Como foi seu reencontro com hutus em Ruanda, quando retornou ao país em 2004? A grande maioria dos ruandeses no Burundi eram tutsis. Ruanda foi um país colonizado por alemães, e, depois do fim da II Guerra Mundial, por belgas. Nos anos 1930, eles instituíram a carta de identificação étnica. Esse pequeno papel, infelizmente, foi a origem do genocídio. E isso havia acabado em 2004, pois a carta foi erradicada. O genocídio aconteceu entre abril e julho de 1994. Foi no dia 4 de julho que pararam com o genocídio. Durante as negociações de paz, a primeira medida foi acabar com a carta de identidade. Isso acabou com a divisão e todos se tornaram ruandeses. Todos falavam a mesma língua, então era aquele pequeno papel que os dividia. A grande diferença entre tutsis e hutus era sua atividade. Nos éramos pastores e os hutus, agricultores. Com isso, e com o tribunal Gacaca (pronuncia-se “Gatchatcha”; sistema de justiça comunitária baseado na tradição ruandesa), pôde haver uma reconciliação. Também porque ela aconteceu a pedido das vítimas que queriam encontrar os corpos de seus familiares, muitas vezes enterrados em fossas sanitárias, e conseguir um enterro digno para os seus e poder fazer seu luto. Os ruandeses são voltados ao trabalho. Conseguimos a reconciliação e trabalhamos para reconstruir o país.

Ruanda foi esquecida. Acho que é necessário intervir rapidamente para evitar que situações ruins transbordem. Quando os próprios países não são capazes de conter rupturas, é preciso que a comunidade internacional intervenha.

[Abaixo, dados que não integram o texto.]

PR #272, opened 2020-05-06
Fix jsonnet-bundler binary environment variable

### LINKED ISSUE #271: jsonnet-bundler binary env var
Currently we hard-code to use the binary called `jb` on the `$PATH` in `init.go`: https://github.com/grafana/tanka/blob/6941b873b7ad66078fe84df7a0cab22482cc1858/cmd/tk/init.go#L74-L76

To be more resilient to differently set up environments, we should allow to set an `TANKA_JB_PATH`, similar to the existing `TANKA_KUBECTL_PATH`: https://tanka.dev/env-vars#tanka_kubectl_path

---

**Steps to implement:**

1. Use `os.Getenv("TANKA_JB_PATH")` to read the env var, but default to `"jb"` if unset, as already done for `kubectl`:
https://github.com/grafana/tanka/blob/6941b873b7ad66078fe84df7a0cab22482cc1858/pkg/kubernetes/client/exec.go#L14-L17

2. Put the result of that into the `exec.LookPath` call, keep the error checking:
https://github.com/grafana/tanka/blob/6941b873b7ad66078fe84df7a0cab22482cc1858/cmd/tk/init.go#L74-L76

3. Update the docs to include the new env var in [`docs/docs/env-vars.md`](https://github.com/grafana/tanka/blob/master/docs/docs/env-vars.md).

qckzr:
Fix #271,

@sh0rez let me know if this works for you.

### DIFF
--- a/docs/docs/env-vars.md
+++ b/docs/docs/env-vars.md
@@ -5,6 +5,11 @@ route: "/env-vars"
 
 # Environment Variables
 
+### TANKA_JB_PATH
+
+**Description**: Path to the `jb` tool executable
+**Default**: `$PATH/jb`
+
 ### TANKA_KUBECTL_PATH
 
 **Description**: Path to the `kubectl` tool executable  
--- a/cmd/tk/init.go
+++ b/cmd/tk/init.go
@@ -71,7 +71,12 @@ func initCmd() *cli.Command {
 }
 
 func installK8sLib() error {
-	if _, err := exec.LookPath("jb"); err != nil {
+	jbBinary := "jb"
+	if env := os.Getenv("TANKA_JB_PATH"); env != "" {
+		jbBinary = env
+	}
+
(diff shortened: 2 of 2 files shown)


docs/docs/env-vars.md
```diff
@@ -10,6 +10,11 @@ route: "/env-vars"
 **Description**: Path to the `kubectl` tool executable  
 **Default**: `$PATH/kubectl`
 
+### TANKA_JB_PATH
+
+**Description**: Path to the `jb` tool executable
+**Default**: `$PATH/jb`
+
```
sh0rez, line 17: Would you mind putting this below / above the other `kubectl` entry so they are grouped by application they refer to? :hugs:

qckzr: Cool; will do it in a sec ;-)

Scholastique Mukasonga, escritora

O que você pensa do intervencionismo internacional em países de terceiro mundo? Eu acho que Ruanda foi esquecida. Acho que é necessário intervir rapidamente para evitar que situações ruins transbordem. Quando os próprios países não são capazes de conter rupturas, é preciso que a comunidade internacional intervenha. Eu lamento que não tenham feito isso em Ruanda, porque houve um massacre que já acontecia antes do genocídio. Aqui, no Brasil, eu também lamento. Talvez a comunidade internacional devesse ter feito algo antes do segundo turno das eleições.

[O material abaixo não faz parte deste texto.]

PR #286, opened 2020-05-26
feat: process package

### LINKED ISSUE #280: tk eval: Requires `spec.json` even though it is not needed
Given a simple jsonnet file with no tanka specifics, tanka will fail to eval complaining that there is not `spec.json` in the directory specified. 

I imagine this is not expected behaviour and that check should be removed when using `eval`.

sh0rez:
Refactors what was previously known as `Reconcile` / `Extract` into a new package `process`, which includes all of our post-processing pipeline:

- `Extract`: scanning and extracting what looks like Kubernetes objects
- `Label`: Injecting `tanka.dev/**` labels
- `Filter`: `-t <kind>/<name>` filtering
- `Sort`: Best effort dependency sorting

While doing that, I also removed the false assumption `spec.json` is a requirement, as static operations work without (`show`, `export`, `eval`)

Fixes #280


pkg/tanka/workflow.go
```diff
@@ -17,18 +17,18 @@ import (
 func Apply(baseDir string, mods ...Modifier) error {
 	opts := parseModifiers(mods)
 
-	p, err := parse(baseDir, opts)
+	l, err := load(baseDir, opts)
```
mplzik, line 20: nit: I see the `load`-ed value represented by `p`, `r` and `l` -- is there any special meaning to those letters?

PR #292, opened 2020-06-10
feat(process): inject namespaces based on api-resources info

### LINKED ISSUE #269: Add namespace to resources when exporting manifests file
When exporting resources to manifest files with `tk export` it would be very useful to add the namespace, as specified in the `spec.json` to the namespaces resources.

I understand tanka used to handle namespaces for resources but was removed in favour of using kubectl to do that.

I suggest that , only for the export command, this is restored

### My use case
We use `flux` with a monorepo containing loads of resources in a lot of different namespaces ... with the current behavior of tanka i need to wrap the generated manifests in a kustomize so that i can add the namespace to the resources then re-render the manifests.

sh0rez:
Adds a step to the `process.Process()` pipeline to set the `metadata.namespace` field of resources based on the following rules:

- `spec.namespace` of `spec.json` needs to be set
- `resources.StaticStore` is consulted on whether something is namespaced or not. This store is generated from `k api-resources` at *compile-time*.
- `tanka.dev/namespaced` annotation can be set to override this behaviour (e.g. for CRD's)

Obviously the case can happen, where we don't know about a resource (not in `StaticStore` and annotation unset) and thus can't tell what to do.  
Currently, we assume the resources as non-namespaced in that case and do nothing.  

Question: **Is that good? What's worse?**

- Resource incorrectly receives no namespace: During apply this is no problem, as kubectl will fix it, as long as we keep the `$KUBECONFIG` patch. `export` will be incorrect, thus downstream tools (CD) will pick it up wrongly. This might be subtle and easy to miss.
- Cluster-resource incorrectly receives a namespace: Apply won't work until annotation is set. This error is explicit and users will definitely notice (and know how to fix)

/cc @malcolmholmes @captncraig @mplzik please think about above open point

Fixes #269


Duologic:
I was thinking along the same lines as @malcolmholmes. Assuming `StaticStore` knows about all resources that should be namespaced, it could be part of the environments `spec.json`, we could generate it when linking it to the environment (`tk env set`).

captncraig:
I really want tanka to do this for us instead of trusting libraries to do it properly. 

A few notes before in-depth review:

1. It looks like the generated resource definitions will depend on the cluster available to whoever runs the generator? If so we should try to make that as consistent as possible. Possibly a script that spins up [kind](https://github.com/kubernetes-sigs/kind), installs some of the more popular crds, and then generates.
2. What if we allowed users to specify metadata about any custom CRDs they may have installed? Perhaps this would be a good thing to finally use `tkrc` for?
3. Of your choices for handling unknown resources, I definitely prefer adding the namespace if we don't know what it is. There are more namespaced than cluster resources in the wild I'm guessing. But what about option 3: don't process it? We could throw an error message up and tell them how to override it in tkrc (or add it to our generator for future releases).

sh0rez:
@captncraig these are very good ideas!

> Possibly a script that spins up kind

Yes! Currently used `k3s` in `k8s v1.17`, but we should probably aim for a more "genuine" distribution of Kubernetes, and I guess `kind` is the one that gets us closest (kinda wanna avoid `minikube`)

> metadata about any custom CRDs they may have installed

This is possible using the `tanka.dev/namespaced` annotation. I chose an annotation over a configuration parameter in `spec.json` / `tkrc.yaml`, because it puts that information right next to the resource in Jsonnet.  
Also considering people will likely write their own `k.libsonnet`-alikes (or use our generator once finalized) for their custom resources, that could easily add those.


> We could throw an error message up

Didn't think of this, I actually like it. A lot of Tanka is about explcit, clear errors and by raising it ourselves we could make it very easy to fix, e.g.:

```
Failed to determine whether resource 'prod' of type 'ClusterIssuer' is namespaced
or not, as it does not seem to be part of the standard Kubernetes APIs.

Please set the 'tanka.dev/namespaced' annotation accordingly ('true' / 'false').
```

Only downside of that I do see is that people might be bothered with what feels a bit redundant, as Kubernetes itself knows about such things and Tanka seems to get in the way here.

Considering we would be probably mostly correct by just guessing things *are* namespaced (most resources are, most cluster-resources silently ignore it), this might be better as a first rule for a `tk lint` command.

captncraig:
We talked about this at length in our thursday meeting. And I may have changed my stance a bit. Here's a few takeaways I have:

1. A namespaced resource not having a namespace really is a **user** error. Although an easy one to make. Perhaps tanka's role should be to help identify an issue exists, but then get out of the way and just apply what the user supplies.
2. Future k8s libraries should make the namespace a more natural part of creating objects. PReferrably required in the contructor for all namespaced types, as opposed to a long chain of mixin calls that can be easily forgotten. This will fully eliminate the problem for users of that library.
3. It may not be worth the complexity to add this into tanka diff/apply. Thinking about cases where this is a problem and how to override default behaviour is kinda tricky in this discussion already. For an end-user running into issues it could be even harder to direct them to the appropriate docs. It may be preferrable to just remove the kubectl hack and say "tanka applies what you give it. Be careful."
4. Perhaps a better place for this kind of check would be in a `tk lint` command or something like that.

sh0rez:
Superseded by #312

PR #294, opened 2020-06-11
Slightly more flexible `export`

marthjod:
Minor improvements for `export` to avoid some post-factum scripting when integrating into our stack.


cmd/tk/export.go
```diff
@@ -30,6 +30,13 @@ func exportCmd() *cli.Command {
 	vars := workflowFlags(cmd.Flags())
 	getExtCode := extCodeParser(cmd.Flags())
 	format := cmd.Flags().String("format", "{{.apiVersion}}.{{.kind}}-{{.metadata.name}}", "https://tanka.dev/exporting#filenames")
+	extension := cmd.Flags().String("extension", "yaml", "File extension")
+
+	templateFuncMap := template.FuncMap{
+		"lower": func(s string) string {
+			return strings.ToLower(s)
+		},
```
sh0rez, line 38: Might be worth considering http://masterminds.github.io/sprig/ for the future, in case more functions are required. For now this single one is fine.

PR #1337, opened 2020-05-30
fix bug in issue 973 - check linked key in jitbinding before inject with parent

birdmanmandbir:
Fix issue 973 and add test for it. #973 

Bug in issue 973 is happened because not inject correct 
injector into the instance.
It can be solved by just check whether child injector 
already has linked key before use parent to


birdmanmandbir:
Not sure why the CI not passed because 404 not found

deinlandel:
Hello. Any ETA on this getting into release? We are affected by this bug.

sameb:
While I sympathize with the issue and the PR (and agree that the binding API leads the user down the wrong path here), this unfortunately is not submittable. 

If we force linked bindings to stay in the child, then this can materially alter graphs such that:
  * Two sibling children will stop sharing an implementation in a scenario of (child1: bind Foo to Impl, child2: bind Foo to Impl]. You could argue that they never _intended_ to share an impl... but we can't know that ahead of time.
  *  A parent injector may later need to access the RHS of the binding, which it can do today (if not explicitly bound in the child). If we change that, the parent injector's usage will break.

I'll instead submit some documentation updates warning of this.

Issue #1236, opened 2019-03-05
guice-grapher extension does not graph bindings in lower injector's modules


Octogonapus:
The `guice-grapher` extension can graph the bindings for a child injector fine but does not graph any bindings for the injector the child injector was created from. To illustrate this point, look at the following code to reproduce the problem:
```kotlin
import com.google.inject.Guice
import com.neuronrobotics.bowlerbuilder.view.cad.cadengine.util.GuiceGrapher
import org.jlleitschuh.guice.module
import org.junit.jupiter.api.Test

interface TestInterfaceA
class TestClassA : TestInterfaceA

interface TestInterfaceB
class TestClassB : TestInterfaceB

internal class TestGrapher {

    @Test
    fun `test grapher`() {
        val injectorA = Guice.createInjector(module {
            bind<TestInterfaceA>().to<TestClassA>()
        })

        val injectorB = injectorA.createChildInjector(module {
            bind<TestInterfaceB>().to<TestClassB>()
        })

        GuiceGrapher.graph("test.dot", injectorB)
    }
}
```

The graph this produces is:
![image](https://user-images.githubusercontent.com/4064722/53776819-49413380-3ec5-11e9-8371-62de1ab0b26b.png)

The code for `GuiceGrapher` is:
```java
public class GuiceGrapher {

  public static void graph(final String filename, final Injector inj) throws Exception {
    final ByteArrayOutputStream baos = new ByteArrayOutputStream();
    PrintWriter out = new PrintWriter(baos);

    final Injector injector = Guice.createInjector(new GraphvizModule());
    final GraphvizGrapher renderer = injector.getInstance(GraphvizGrapher.class);
    renderer.setOut(out);
    renderer.setRankdir("TB");
    renderer.graph(inj);

    out = new PrintWriter(new File(filename), "UTF-8");
    String s = baos.toString("UTF-8");
    s = fixGrapherBug(s);
    s = hideClassPaths(s);
    out.write(s);
    out.close();
  }

  private static String hideClassPaths(String s) {
    s = s.replaceAll("\\w[a-z\\d_\\.]+\\.([A-Z][A-Za-z\\d_\\$]*)", "$1");
    s = s.replaceAll("value=[\\w-]+", "random");
    return s;
  }

  private static String fixGrapherBug(String s) {
    s = s.replaceAll("style=invis", "style=solid");
    s = s.replaceAll(" margin=(\\S+), ", " margin=\"$1\", ");
    return s;
  }
```

PR #1339, opened 2020-05-31
Fixed issue #1236

CHENGWEI-inf:
We tried to call parent when create bindings in Grapher


birdmanmandbir:
add a link to issue: #1236

sameb:
This does indeed look like a problem with the Grapher, but the PR is not submittable. If you'd like to submit the fix, please:

 1) Sign the google CLA
 2) Improve the PR so that it graphs _all_ the parent bindings, not just the first two.
 3) Support chains of >1 parent injector.
 4) Add a test.

Since it's been a while since this was opened, I'm going to close the PR. But please feel free to reopen a new one with the changes. Thanks!

PR #1346, opened 2020-06-09
Actually call default methods in AssistedInject factories

### LINKED ISSUE #1345: AssistedInject and default methods
I have a factory interface, extended by factory subtypes. The factories have default methods. So I would expect that they are called instead of whatever implementation is used.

Acompanhou o processo eleitoral no Brasil? Sim. Eu não me sinto autorizada a falar sobre, mas me senti tocada profundamente, em minha carne, pelo assunto. Eu sei o que é sentir a cabeça quase explodindo e não conseguir refletir sobre situações que podem se tornar cada vez mais expressivas. Eu fui muito bem-recebida aqui, eu conheço a generosidade do povo brasileiro. Eu entendo como vocês se sentem. O que eu gostaria de dizer é para vocês não cederem ao pânico. Em um cenário assim, vocês terão que desenvolver uma energia que não tinham até então. É preciso não cair na aceitação. Eu desejo que cada brasileiro recuse o que vier para dividi-los e, a partir disso, tentem ser otimistas. Com certeza haverão perdas, mas é preciso ser forte, se salvar, salvar sua história, e se recusar à divisão.